Global & US Headlines
Tehran Daily Issues 13-Name “Revenge List” After Khamenei Assassination
On 13 July 2026, the state-linked newspaper Hamshahri posted an online graphic declaring 13 foreign leaders—including U.S. President Donald Trump and Israel’s Benjamin Netanyahu—targets for vengeance, the first concrete public threat since new Supreme Leader Mojtaba Khamenei vowed retaliation for his father’s 28 Feb killing.
Focusing Facts
- The infographic, uploaded late 13 July, shows 13 officials in orange prison garb; only Trump and Netanyahu are depicted with sniper crosshairs.
- Mojtaba Khamenei’s quoted line—“Vengeance is the will of our nation and must inevitably be carried out”—was delivered in his first public address after the six-day funeral that concluded 12 July.
- The list appeared only online and was omitted from Hamshahri’s 14 July print edition, underscoring that no Iranian state organ has officially authenticated it.
Context
Rogue or semi-official media threats are a recurring feature of revolutionary Iran—recall Kayhan’s 2005 banner urging strikes on Haifa and Tel Aviv—but rarely do they name sitting Western heads of state with such specificity. The stunt echoes the 1979-81 hostage crisis posters that personalized U.S.–Iran animosity, yet now surfaces in a digitally networked, multi-actor information war where plausible deniability matters as much as firepower. Strategically, the graphic weaponizes symbolism (orange jumpsuits, crosshairs) to reinforce a century-old pattern: weaker regional powers using asymmetrical intimidation to offset conventional disadvantages, much like Serbia’s Black Hand propaganda before the 1914 July Crisis. Whether Tehran formally adopts the list is secondary; the signal contributes to the long trend of the Strait of Hormuz being leveraged—since Britain’s 1908 oil discovery in Abadan—as a geopolitical choke point. On a hundred-year horizon, the episode illustrates how assassinations of charismatic leaders can reboot cycles of revenge, but also how statecraft increasingly blurs with meme warfare; today’s infographic may prove as consequential—or as forgettable—as Ayatollah Khomeini’s 1989 fatwa on Rushdie, whose direct effects unfolded over decades rather than days.
Perspectives
Indian right-leaning / nationalist outlets
Zee News, OneIndia, Firstpost, TimesNow — They depict the Hamshahri graphic as concrete proof that Iran’s leadership has issued an active kill-order against Western and Israeli leaders, framing it as the latest escalation in an Iranian-driven regional war that already includes missile attacks and the threatened closure of the Strait of Hormuz. By highlighting worst-case military scenarios and presenting the list as state-sanctioned fact, these outlets feed a dramatic, anti-Iran narrative that aligns with New Delhi’s current strategic tilt toward the US-Israel bloc and boosts audience engagement through alarmist headlines.
Indian mainstream centrist print & wire services
The Times of India, Asian News International, Hindustan Times, NDTV — They report the list but repeatedly stress that Hamshahri’s infographic has no confirmed government endorsement, framing it more as provocative hard-line media rhetoric than as an official Tehran order. The stance tones down the immediacy of the threat and leans on official disclaimers, reflecting a preference for caution and balance that can minimise panic but may also understate Iran’s intentions for fear of over-hyping the story. ( The Times of India , Asian News International (ANI) )

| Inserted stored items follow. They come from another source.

PR #1178, opened 2020-11-17
Added the hybrid cpu/gpu and dgemm backends

mtaillefumier:
This pull request adds two backends as a replacement of the collocate reference implementation. The first backend uses dgemm instead of custom written code, while the second backend is a custom implementation of collocate on GPU.

The dgemm backend (or CPU backend) is globally faster than the fortran implementation for the generic case. As for the orthorhombic case, the speedup depends on the basis set used for the calculation. The more complex the basis set is the better. They are two variants of this backend, one implementing the spherical cutoff the other one without. Applying the spherical cutoff has a performance penalty but is useful for running the regtests. It is on by default when the CPU backend is activated.

The HYBRID (GPU/CPU) backend (on v100) is around 6 to 7 times faster than running the same input file on the same node with 8 OMP threads (and dgemm). It supports multiple GPU / rank natively (off right now, since cp2k does not support this mode). The limiting factor of this backend is the atomicAdd present in the kernels not the arithmetic and the decontraction on CPU (although this will be solved soon). I found a solution around it but I am still finishing the second version of this kernel. It is also slightly slower than the current GPU backend but these two backends will eventually be merged at some point. 

Running with split grid works now for both backends. 

Most importantly, these two backends are not selected automatically for various reasons.
- The arithmetic is different which means that the regtests deviate for 1/3 of the time (too tight tolerance) from the reference value. this affects teh dgemm for reasons that I still do not fully understand.
- They are still experimental in the sense that improvement can be made. I doubt we can much further improve the dgemm variant without doing specific optimizations.
- The gpu backend is still far from its maximum capacity.

To test these backends just add this in the global section

&GRID
BACKEND CPU (HYBRID)
APPLY_CUTOFF TRUE or FALSE
&end

They are minor modifications to the reference and GPU backends. Mostly use of enum for the different backends and function types. 

NOTE you need to explicitly indicate -ftree-vectorize -ftree-loop-vectorize -march=native (or better) to get full vectorization.


src/grid/grid_task_list.c
```diff
@@ -33,60 +41,119 @@ void grid_create_task_list(
...
+
+    /* does not allocate anything on the GPU. */
+    /* allocation only occurs when the collocate (or integrate) function is
+     * called. Resources are released before exiting the function */
+
+    /* I do *not* store the address of config.device_id */
+    initialize_grid_context_on_gpu(
+        (*task_list)->hybrid, 1 /* number of devices */, &config.device_id);
+    update_queue_length((*task_list)->hybrid, config.queue_length);
+    (*task_list)->backend = GRID_BACKEND_HYBRID;
```
oschuett: This is a lot of code that could be moved into your backends. Maybe you can follow the existing scheme and introduce `grid_hybrid_create_task_list` and  `grid_cpu_create_task_list` routines? These routines could also contain the calls to `apply_cutoff`.

src/grid/grid_task_list.c
```diff
@@ -121,46 +201,47 @@ void grid_free_task_list(grid_task_list *task_list) {
...
-  double *grid_before[nlevels]; // Only used for validation.
-  if (task_list->validate) {
-    for (int level = 0; level < nlevels; level++) {
-      const size_t sizeof_grid = sizeof(double) * npts_local[level][0] *
-                                 npts_local[level][1] * npts_local[level][2];
-      grid_before[level] = malloc(sizeof_grid);
-      memcpy(grid_before[level], grid[level], sizeof_grid);
-      memset(grid[level], 0, sizeof_grid);
-    }
-  }
```
oschuett, line 140: Why did you remove this part?

src/grid/grid_task_list.c
```diff
@@ -169,27 +250,32 @@ void grid_collocate_task_list(
...
+      break;
     }
     // Call reference implementation.
     grid_ref_collocate_task_list(task_list->ref, orthorhombic, func, nlevels,
                                  npts_global, npts_local, shift_local,
                                  border_width, dh, dh_inv, grid_ref);
 
     // Compare results.
-    const double tolerance = 1e-12;
+    const double tolerance = 1e-14; // TODO: tune to a reasonable value.
```
oschuett: This probably slipped in by accident.

src/grid/grid_task_list.c
```diff
@@ -200,21 +286,17 @@ void grid_collocate_task_list(
...
-              fprintf(stderr, "   value:    %le\n", ref_value);
-              fprintf(stderr, "   level:    %i\n", level);
-              fprintf(stderr, "   idx:      %i\n", idx);
-              fprintf(stderr, "   ijk:      %i  %i  %i\n", i, j, k);
+              printf("Error: Grid validation failure\n");
+              printf("   diff:     %le\n", diff);
+              printf("   rel_diff: %le\n", rel_diff);
+              printf("   value:    %le\n", ref_value);
+              printf("   level:    %i\n", level);
+              printf("   ijk:      %i  %i  %i\n", i, j, k);
```
oschuett: This probably slipped in by accident.

src/input_cp2k_global.F
```diff
@@ -730,6 +733,22 @@ SUBROUTINE create_grid_section(section)
...
+                          " apply a spherical cutoff on the top of the cube. "// &
+                          " There is a performance penalty using it in "// &
+                          "combination with the cpu backend but it is on by "// &
+                          "default for the regtests", default_l_val=.TRUE., &
+                          lone_keyword_l_val=.TRUE.)
+      CALL section_add_keyword(section, keyword)
+      CALL keyword_release(keyword)
+
+      CALL keyword_create(keyword, __LOCATION__, name="QUEUE_LENGTH", &
+                          description="Number of gaussians that the gpu backend treats in one round", &
```
oschuett: gpu -> hybrid

src/input_cp2k_global.F
```diff
@@ -730,6 +733,22 @@ SUBROUTINE create_grid_section(section)
       CALL section_add_keyword(section, keyword)
       CALL keyword_release(keyword)
 
+      CALL keyword_create(keyword, __LOCATION__, name="APPLY_CUTOFF", &
+                          description="When enabled the cpu and gpu backends "// &
```
oschuett: gpu -> hybrid

src/grid/grid_task_list.c
mtaillefumier: I am afraid this will stay there. What is the point here. Unhappy with with the fact the name of function contains the functionality first and then on it applies to. I am not changing this. 

Also why should i remove the fact that I update a structure inside a function that creates it. Updating and creating are two different things that why I did it.

oschuett: My point is that this logic is an implementation detail of your backends that does not belong into this high level file.

While I really wish you'd just follow the scheme that I have laid out, I'm willing to merge this nevertheless as it does not inflict the other backends.

src/input_cp2k_global.F
mtaillefumier: corrected, thanks.

src/input_cp2k_global.F
mtaillefumier: thanks.

src/grid/grid_task_list.c
mtaillefumier: I am afraid so. I put it back in place.

src/grid/grid_task_list.c
mtaillefumier: because anytime the function containing this code is called the grid is always set to zero before (it is done on the fortran side). So the copy to temporary array, then the second zeroing of the grid is not needed. You can just apply the collocate function to the grid and then call the reference backend to the second temporary space you allocate after and do the comparison.

src/input_cp2k_global.F
oschuett: Are you sure? I still read "gpu backend".

src/grid/grid_task_list.c
```diff
@@ -169,27 +251,32 @@ void grid_collocate_task_list(
...
+      break;
     }
     // Call reference implementation.
     grid_ref_collocate_task_list(task_list->ref, orthorhombic, func, nlevels,
                                  npts_global, npts_local, shift_local,
                                  border_width, dh, dh_inv, grid_ref);
 
     // Compare results.
-    const double tolerance = 1e-12;
+    const double tolerance = 1e-12; // TODO: tune to a reasonable value.
```
oschuett: I actually think 1e-12 is a reasonable value.

mtaillefumier: I have no problem with this.

src/input_cp2k_global.F
mtaillefumier: Corrected. My apologies I thought I corrected it.

src/grid/grid_task_list.c
mtaillefumier: trailing comment. removed.

oschuett:
LGTM, shall I merge it?

PR #1180, opened 2020-11-20
changed "inline" to "static inline" for compilation prior to C99

hfp:


hfp:
Convention check error is unrelated.

```text
Found 1 unsuppressed issues:

  semi_empirical_int_utils.F: Routine EVAL called with an implicit interface.
```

Regional & smaller international digital outlets chasing virality
NewsBytes, Albeu.com — Their coverage fixates on the striking imagery—orange prison jumpsuits, cross-hairs on Trump and Netanyahu—using the revenge list as a sensational hook to illustrate spiralling hostility after Khamenei’s killing. The focus on lurid visual details and dramatic wording courts clicks but sacrifices depth; reliance on secondary sourcing risks amplifying Iranian propaganda without probing its authenticity or geopolitical context.